Dáil debates

Thursday, 12 June 2025

Nursing Homes and Care for Older Persons: Statements

 

10:00 am

Photo of Pádraig RicePádraig Rice (Cork South-Central, Social Democrats)

The "RTÉ Investigates" programme was shocking, disturbing and difficult viewing. Nobody in this country should be treated in that way. It is clear that the nursing homes in question were understaffed and under-resourced and patients were treated in an appalling manner.

What concerns me and many of us is that this is a repeat of the scandals of the past. What we are seeing is history repeating itself. We saw Leas Cross 20 years ago. Deputies have set out previous scandals. Time and time again we have had failure after failure. I wonder what lessons have been learned. I have absolutely no doubt we will be back here again talking about another scandal because there has been a lack of action for decades on these issues.

HIQA, which was set up in response to Leas Cross, has serious questions to answer on the credibility of its inspection reports. We need to review the powers and operation of HIQA and how and when inspections take place. It was clear from the RTÉ programme that a lot of issues happen at night, and there are questions about whether HIQA carries out inspections at night. That needs to be examined. HIQA needs to examine the minimum staffing requirements and put regulations and rules in place so that nursing homes are well staffed and resourced.

Ultimately, we have an issue with the model of care. There are serious issues with the for-profit model of elder care. International research shows us that there are worse outcomes compared with public and not-for-profit care homes. Over the past 35 years, in Ireland we have had an explosion of the for-profit nursing home care model. In 1990, 32% of nursing homes were private. By 2023, the figure was 81%. There has been a real shift. These are policy and Government decisions to shift from a public and not-for-profit model to a privatised model that is leading to poor outcomes for people.

Across the country,smaller and community based nursing homes have closed in villages and towns across the country. There are ten large investment funds which hold one third of nursing homes and, therefore, a huge amount of control over nursing homes in the State. In 2020, Leo Varadkar and the Tánaiste, Deputy Simon Harris, said that the model had to change. What has changed in the past four years? We now have the most privatised nursing home sector in all of Europe.

There have long been calls for safeguarding legislation. A Private Members' Bill was introduced in the Seanad in 2017, some eight years ago. There were calls for better protections for vulnerable adults. In the meantime, the Law Reform Commission has published a report. Absolutely nothing has happened. There has been a failure on behalf of the Government to legislate, put basic protections in place and protect the most vulnerable adults. The HSE has a safeguarding policy, but that does not apply to private nursing homes.

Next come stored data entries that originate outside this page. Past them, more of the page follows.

PR #61, opened 2024-12-17
Additional modal presentation styles

svara:
This PR adds two modal styles: page sheet and form sheet. These styles differ in presentation only on iPads. On iPhones, they fallback to the same behavior:
• In portrait mode, the system displays the view controller as a sheet, with part of the background content visible near the top of the screen.
• In landscape mode, the behavior is identical to full screen presentation.

| Page sheet | Form sheet |
|--------|--------|
| page sheet | form sheet | 

Additionally, this PR also adds the option to disable the pull-down gesture for the page and form sheet presentations. This is particularly important on iPads, where all it takes is an accidental tap outside of the sheet to dismiss it.
You can specify the behaviour by adding `modal_sheet_dismiss_gesture_enabled` to the path config. If omitted, the default value `true` is used, which matches the default OS behaviour.
```
{
   "rules":[
      {
         "patterns":[
            "/recipes/*"
         ],
         "properties":{
            "context": "modal",
            "modal_sheet_dismiss_gesture_enabled": false,
            "view_controller":"recipes"
         }
      }
   ]
}
```


Source/Turbo/Navigator/Extensions/VisitProposalExtension.swift
```diff
@@ -26,6 +26,14 @@ public extension VisitProposal {
         properties["pull_to_refresh_enabled"] as? Bool ?? true
     }
 
+    var modalSheetDismissGestureEnabled: Bool {
+        if let dismissEnabled = properties["modal_sheet_dismiss_gesture_enabled"] as? Bool {
```
jayohms, line 30: Since this gesture applies to all modal styles (not just the `pageSheet` and `formSheet` styles), maybe it's be more clear and less verbose to drop the `_sheet_` part of the name and go with:
```
modal_dismiss_gesture_enabled
```

What do you think?

jayohms (approved):
Awesome, thanks!

Source/Turbo/Navigator/Helpers/Navigation.swift
```diff
@@ -18,5 +18,7 @@ public enum Navigation {
         case medium
         case large
         case full
+        case pageSheet
+        case formSheet
```
joemasilotti, line 22: I hate to come in late after a merge, but I think these should be:

```swift
case pageSheet = "page_sheet"
case formSheet = "form_sheet"
```

to match `Navigation.Presentation.clearAll` and `Navigation.Presentation.replaceRoot`.

PR #64, opened 2024-12-21
add public method to allow clearing the turbo session cache

yanshiyason:
I'm encountering an issue with my `UITabBarController`-based app related to navigation state and Turbo session cache behavior.

#### Scenario

- **Tab A** Navigation Stack:
  1. `/posts` (index page)
  2. `/posts/1` (show page)

- **Tab B** Navigation Stack:
  1. `/posts` (index page)
  2. `/posts/1` (show page)
  3. `/posts/1/edit` (edit page, where a POST request is made)
  4. Back to `/posts/1` (show page)  
     - The Turbo session cache is **busted**, and the back button now shows updated data on the index page.

#### Issue

After interacting with Tab B and returning to Tab A:

1. Tab A’s `/posts/1` (show page) is updated as expected because the navigator executed a `Turbo.visit(page.url, {action: 'replace'})`.
2. However, when pressing the back button in Tab A:
   - The `/posts` (index page) is **stale** because the Turbo session cache for Tab A’s navigator was **not busted**.

Having a way to clear the cache manually would fix my issue.

### DIFF
--- a/Source/Turbo/Navigator/Navigator.swift
+++ b/Source/Turbo/Navigator/Navigator.swift
@@ -87,6 +87,11 @@ public class Navigator {
         modalSession.reload()
     }
 
+    /// Invalidates the session cache.
+    public func invalidateSessionCache() {
+        session.markSnapshotCacheAsStale()
+    }
+
     /// Navigate to an external URL.
     ///
     /// - Parameters:


joemasilotti:
We added `reload()` to handle this problem in a slightly different way. 

https://github.com/hotwired/hotwire-native-ios/blob/aa5da14014143be76e7856f2bf07cf887fb7bfe0/Source/Turbo/Navigator/Navigator.swift#L85

Reloading ensures that the current page stays up to date, too. Not just when you tap the back button. 

I’m curious to hear if this solves your problem or you need to only clear the cache.

yanshiyason:
Hi Joe, thank you for getting back to me so quickly.

So I tried both approaches, and they don't behave the same. Here is what I found:

```
Navigation stack:
1. /home
2. /home/top-posts
3. /home/top-posts/1

navigator.reload()

Navigation stack:
1. /home
2. /home/top-posts
3. /home           <-- This changed from current URL to initial URL
```

```
Navigation stack:
1. /home
2. /home/top-posts
3. /home/top-posts/1

navigator.invalidateSessionCache()
navigator.route(VisitProposal(url: url, options: VisitOptions(action: .replace)))

1. /home
2. /home/top-posts
3. /home/top-posts/1  <-- This is still the current URL
```

So apparently, `session.reload()` loads the URL the session was initially loaded with, not the current URL in the webView.

joemasilotti:
Hmm, that doesn't seem correct. I can't reproduce in the demo app. I added a button to call `navigator.reload()` in the demo app and it kept the current stack.

Are you sure there isn't anything going on on your server to redirect a page?

If you can reproduce in the demo app please let me know.

yanshiyason:
You are correct! I just tested again and it seems to work correctly using navigator.reload().
Sorry for the false alert.

PR #665, opened 2020-02-18
Feat/ExampleScreenPresenter - Small additions

ArnonZ:
Added: 
- Checkbox post-state update callback arguement 
- RadioGroup row flexWrap styling

### DIFF
--- a/demo/src/screens/ExampleScreenPresenter.js
+++ b/demo/src/screens/ExampleScreenPresenter.js
@@ -1,9 +1,9 @@
 import _ from 'lodash';
 import React from 'react';
 import {StyleSheet} from 'react-native';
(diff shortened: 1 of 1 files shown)


demo/src/screens/ExampleScreenPresenter.js
```diff
@@ -1,15 +1,22 @@
+import _ from 'lodash';
 import React from 'react';
+import {StyleSheet} from 'react-native';
 import {View, Text, Checkbox, RadioGroup, RadioButton, ColorPalette, Colors, Slider} from 'react-native-ui-lib';
-import _ from 'lodash';
 
-export function renderBooleanOption(title, key) {
+export function renderBooleanOption(title, key, stateCallback) {
```
ethanshar: let's see if we can avoid adding the stateCallback

PR #668, opened 2020-02-20
Feat/carousel allow selected card

M-i-k-e-l:


src/components/carousel/index.js
```diff
@@ -243,12 +268,20 @@ export default class Carousel extends BaseComponent {
...
   renderChild = (child, key) => {
     if (child) {
-      const paddingLeft = this.shouldUsePageWidth() ? this.props.itemSpacings : undefined;
+      const paddingLeft = this.shouldUsePageWidth() ? this.getItemSpacings(this.getThemeProps()) : undefined;
       const index = Number(key);
       const length = presenter.getChildrenLength(this.props);
+      const containerMarginHorizontal = this.getContainerMarginHorizontal();
+      const marginLeft = index === 0 ? containerMarginHorizontal : 0;
+      const marginRight = index === length - 1 ? containerMarginHorizontal : 0;
+      const paddingVertical = this.getContainerPaddingVertical();
```
ethanshar: Why not add the vertical padding to the ScrollView instead of each child?

M-i-k-e-l: Because overflow does not work on Android and it has to be done on the child.

ethanshar: I understand, but instead of passing each child the vertical padding you can pass to the Carousel's ScrollVIew the `contentContainerStyle` prop with the vertical padding once

M-i-k-e-l: If you mean `contentContainerStyle={[scrollContainerStyle, paddingVertical]}` then it does not work correctly - the `View` is still cut.

ethanshar: it should work, I played with a simple horizontal ScrollView and it works. 
The reason it doesn't work in Carousel seem to be related to the way we render the children. 
in `renderChild` 
each child wrapped with a View with `collapsable={false}`. 
removing the `collapsable={false}` fix it.

src/components/carousel/index.js
```diff
@@ -367,6 +395,7 @@ export default class Carousel extends BaseComponent {
           onContentSizeChange={this.onContentSizeChange}
           onScroll={this.onScroll}
           onMomentumScrollEnd={this.onMomentumScrollEnd}
+          overflow={'visible'}
```
ethanshar: I don't think overflow it's a prop but a style prop. 
you can remove this one

M-i-k-e-l: You are right, removed

src/components/carousel/index.js
M-i-k-e-l: Added a TODO

PR #669, opened 2020-02-20
Infra/keyboard tracking view allow package temp 2

M-i-k-e-l:


ethanshar:
@M-i-k-e-l 
Are you sure we need to rename all the files here.
In the private uilib everything works fine after the last PR merge.

M-i-k-e-l:
I think we need this so there's no conflict with react-native-keyboard-tracking-view from the engine.
I'll test to be sure.

PR #679, opened 2020-03-01
Pass avatar container ref

EdenGottlieb:
We need this to enable an image preview of an avatar


EdenGottlieb:
@ethanshar Is it OK now?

HSE social workers do not have the right to enter private nursing homes, an absolute scandal that needs to change. The Minister of State and Government have the power to make that change. The Government controls the legislative agenda and has the power to pass safeguarding legislation. We have waited far too long. There has been report after report on adult safeguarding and all of the other issues that need to change stacking up in the Department .

Ultimately, most older people want to remain in their home, and we know that. The Tánaiste, Deputy Simon Harris, said in 2017 that he would put this on a statutory footing. It was incredibly frustrating to listen to him say in the Dáil earlier that he is committed to putting legislation on a statutory footing, when he committed to it when he was Minister for Health in 2017. What kind of commitment is it if it takes eight years to do the very basics around home care?

We need a right to, and the regulation and funding of, home care. It seems to me that nothing is happening. As a result, we have the privatisation of nursing home care and people being moved towards nursing homes as the default because the home care system is not properly regulated or resourced and there is no rights-based approach, something which needs to change. In this House, we are constantly talking about productivity in other parts of our State. We need more productivity in this Parliament. We need legislation to be passed. We need a right to home care. We need safeguarding legislation.

I call on the Minister of State to give us a timeline and commitments today on when that key legislation will be passed. It is within the power of the Government to make the fundamental changes that would make a real difference and prevent these scandals happening again.